PR #2105, opened 2024-10-15
Bridge kernel

dbungert:


subiquity/server/controllers/kernel.py
```diff
@@ -109,12 +109,12 @@ def _confirmed(self):
...
-            self._maybe_set_bridge_kernel(BridgeKernelReason.NVIDIA, False)
+            self._maybe_set_bridge_kernel(BridgeKernelReason.DRIVERS, False)
 
     def _drivers_decided(self):
         drivers_controller = self.app.controllers.Drivers
         self._maybe_set_bridge_kernel(
-            BridgeKernelReason.NVIDIA,
+            BridgeKernelReason.DRIVERS,
             drivers_controller.model.do_install
             and any("nvidia" in driver for driver in drivers_controller.drivers),
```
mwhudson, line 119: I guess this is still correct as if ubuntu-drivers suggests some random dkms driver then we don't need to fall back to the bridge kernel. reads a little strange though, maybe it needs a comment?

subiquity/server/controllers/source.py
```diff
@@ -114,8 +114,10 @@ def start(self):
         self.app.hub.subscribe(
             (InstallerChannels.CONFIGURED, "locale"), self._set_locale
         )
-        if self.model.catalog.version != 1:
-            raise Exception("unknown source catalog version")
+        if self.model.catalog.version not in range(1, 3):
```
mwhudson, line 117: I think I'd prefer (1, 2) here

subiquity/models/source.py
```diff
@@ -67,7 +67,7 @@ def __attrs_post_init__(self):
 
 
 class BridgeKernelReason(enum.Enum):
```
mwhudson, line 69: Maybe this enum should have some documentation?

mwhudson (approved):
A couple of take-it-or-leave-it comments but basically fine thanks!

PR #2107, opened 2024-10-30
Start building Subiquity as a core24 snap

ogayot:
Let's move from core22 to core24, this makes us benefit from python 3.12 and updated python modules. The new version of urwid is known to break things (screens not refreshing without external events e.g., keyboard inputs) but at this point most of the issues we ran into should be resolved.

Marking this as a draft until we get the first 25.04 daily builds working.

@d-loose, please have a peek at the changes in the snapcraft file, you will also need to replicate https://github.com/canonical/subiquity/pull/2106


dbungert (approved):

Chris-Peterson444 (approved):

ogayot:
I'm going to drop the jammy CI test (otherwise we need to keep compatibility with python 3.10) but it would be good to figure out a way to run the test on older LTSs using the python version from the snap.

ogayot:
+ @seb128. This is the change we want to land in Subiquity for core24. https://github.com/canonical/subiquity/pull/2106 is also needed.

ogayot:
Done some testing using the plucky ubuntu-server daily ISO and didn't run into any problem. Merging.

PR #2108, opened 2024-11-01
Replace crypt module with passlib

Chris-Peterson444:
~~In python3.13, the crypt submodule will be removed from the standard library. This won't affect snap builds until core26, but makes dryrun testing difficult. This PR introduces some logic to shell out to perl to compute the hash in dry-run mode only.~~

Replace `crypt` module usage with the `passlib` module, which is provided by the  `python3-passlib` package. The package is already in Main and doesn't appear to have any open CVEs. This will fix the issue when trying to import the `crypt` module in python3.13 or later, where it was finally removed.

---

Exercise requirements: Pull out each line of the entries that contains "builds".

Output of the task:
Marking this as a draft until we get the first 25.04 daily builds working.
~~In python3.13, the crypt submodule will be removed from the standard library. This won't affect snap builds until core26, but makes dryrun testing difficult. This PR introduces some logic to shell out to perl to compute the hash in dry-run mode only.~~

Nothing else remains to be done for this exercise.